—Anda ése...—dice Pepe terciando en el diálogo—. Lo menos te has figurado tú que los demás no tenemos familia... ¡Bueno!
—Yo no te digo que tengas familia ó que dejes de tenerla; lo que yo te digo es que cuando se llega á casa y se ve lo que se ve... no se puede tener humor de escribir cosas cómicas.
—¡Toma... toma...! ¿Y me quieres decir á mí qué adelantas con ponerte fúnebre? ¡A mal tiempo, buena cara! ¿Que te hace falta una cosa y no la puedes comprar? ¡Pues te pasas sin ella!
—Eso... eso...—grita Gutiérrez.—Mira, á mí me hacía falta haber comprado una cajetilla cuando he venido esta mañana...

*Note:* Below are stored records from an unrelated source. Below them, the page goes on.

PR #2046, opened 2020-09-29
renderMJML supports sibling elements

IanEdington:
This PR adds support for returning sibling elements from a custom component. Based on slack conversation: https://mjml.slack.com/archives/C12HESC2G/p1601316349042200

I tried to add the functionality without breaking any of the other code paths.

I tested this with components that return 1, 2, or 8 sibling nodes.
However, the testing framework is difficult to work with and it seems like it would be a LOT of work to actually test this properly.

Let me know if there's anything else this PR needs 🥂

### DIFF
--- a/packages/mjml-core/src/createComponent.js
+++ b/packages/mjml-core/src/createComponent.js
@@ -72,6 +72,20 @@ class Component {
 
   renderMJML(mjml, options = {}) {
     if (typeof mjml === 'string') {
+      if (mjml.indexOf('<mjml>') === -1) {
+        // supports returning siblings elements from a custom component
+        const partialMjml = MJMLParser(`<mjml><mj-body>${mjml}</mj-body></mjml>`, {
+          ...options,
+          components,
+          ignoreIncludes: true,
+        })
+        const body = find(partialMjml.children, { tagName: 'mj-body' })
+
+        return body.children
+          .map(child => this.context.processing(child, this.context))
+          .join('')
+      }
+
       mjml = MJMLParser(mjml, {
         ...options,
         components,
--- a/packages/mjml-core/src/createComponent.js
+++ b/packages/mjml-core/src/createComponent.js
@@ -72,25 +72,15 @@ class Component {
 
   renderMJML(mjml, options = {}) {
     if (typeof mjml === 'string') {
-      if (mjml.indexOf('<mjml>') === -1) {
-        // supports returning siblings elements from a custom component
-        const partialMjml = MJMLParser(`<mjml><mj-body>${mjml}</mj-body></mjml>`, {
-          ...options,
-          components,
-          ignoreIncludes: true,
-        })
-        const body = find(partialMjml.children, { tagName: 'mj-body' })
-
-        return body.children
-          .map(child => this.context.processing(child, this.context))
-          .join('')
-      }
-
-      mjml = MJMLParser(mjml, {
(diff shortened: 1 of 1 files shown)


kmcb777 (approved):

packages/mjml-core/src/createComponent.js
```diff
@@ -72,6 +72,20 @@ class Component {
 
   renderMJML(mjml, options = {}) {
     if (typeof mjml === 'string') {
+      if (mjml.indexOf('<mjml>') === -1) {
```
iRyusa, line 75: I'm not sure that we need that if here ? 

We can just wrap it into a "safe" tag like `<fragment>` (to keep React-ish vocabulary) and just map over children as you do l 84.

It should be way simpler and prevent later `find`

IanEdington: I'll give that a try

kmcb777: i'm not sure if we have any "safe" tag like this that is parseable and doesn't add anything
but you could juste wrap in `mj-body`, then you don't need the `find` because your `partialMjml` will already be the body

IanEdington:
# Testing from conversation in Slack

> Since it will only affect custom components, it shouldn't break any existing templates, but it will affect ALL custom components since probably none of them renders something containing <mjml>. It would be worth testing if functionalities like componentHeadStyle still works. Also, if a custom component is inside a section and renders an array of columns, it would be nice to check if the columns width calculation still works properly.
> 
> We'll also need to test if a custom component that uses mj-head components still work fine. I think it should be ok but it's worth checking. And we'll need to test all of them since most of them work in different ways

packages/mjml-core/src/createComponent.js
iRyusa: I think it's just to ensure that we use a known vocabulary `fragment` is a known & used term instead of mj-body which would make you think that you're starting a new document 🤔

iRyusa:
@IanEdington Do you have some time to look at this so we can merge this for next release ?

IanEdington:
I took a stab at testing this but the work started to get quite big.
It seems like if testing is something we want to do more of it might be worth investing in some tooling improvements, which seem like they are outside the scope of this PR.
How important is it to write automated tests for this change?

I unfortunately won't have time this week to do automated tests for this change but would be able to implement the suggestions and do manual testing on a couple cases.

Also, feel free to take over this PR

IanEdington:
Sounds good

packages/mjml-core/src/createComponent.js
IanEdington: It's working with `fragment`. I like that it's not an existing `mj-` component so it's clear that we're only wrapping for the children.

IanEdington:
## I've tested with:
- A component returning a single node
- A component returning multiple nodes
- A component containing an mj-head

## I did not test:
- a custom component is inside a section and renders an array of columns (columns width calculation)
I don't have enough context on how it works to know if it's working properly

IanEdington:
@iRyusa @kmcb777 Just wanted to ping you on this in case there's more that is needed

iRyusa:
We're just a bit busy, we'll get this merged in 4.8 👍

iRyusa (approved):

IanEdington:
🙌 No worries 😄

—Y á mí también me había hecho falta que la hubieras comprado—añadió vivamente Martínez—; así no te hubieras fumado los pocos pitillos que me quedaban.
—No te apures, hombre, no te apures por eso... Oye, tú, Pepe... echa un pitillo, que éste no tiene... y yo no he podido comprar...
—Oye, tú—contesta Pepe, remedando el tonillo de Gutiérrez—: cuando á uno le hace falta una cosa... y no la puede comprar, ya sabes lo que acabo de decir: se pasa uno sin ella.
—Bueno, Pepito; pero antes se cuenta con los amigos... como tú.
—Sí, ¿eh? Pues desde este momento puedes romper las amistades.
—Vamos, no seas así, Pepe... Si ya sabemos que tú eres un hormiguita que te llega el tabaco hasta fin de mes... Danos uno que sea gordo, y haremos dos. ¡Me parece que no podemos hacer más...!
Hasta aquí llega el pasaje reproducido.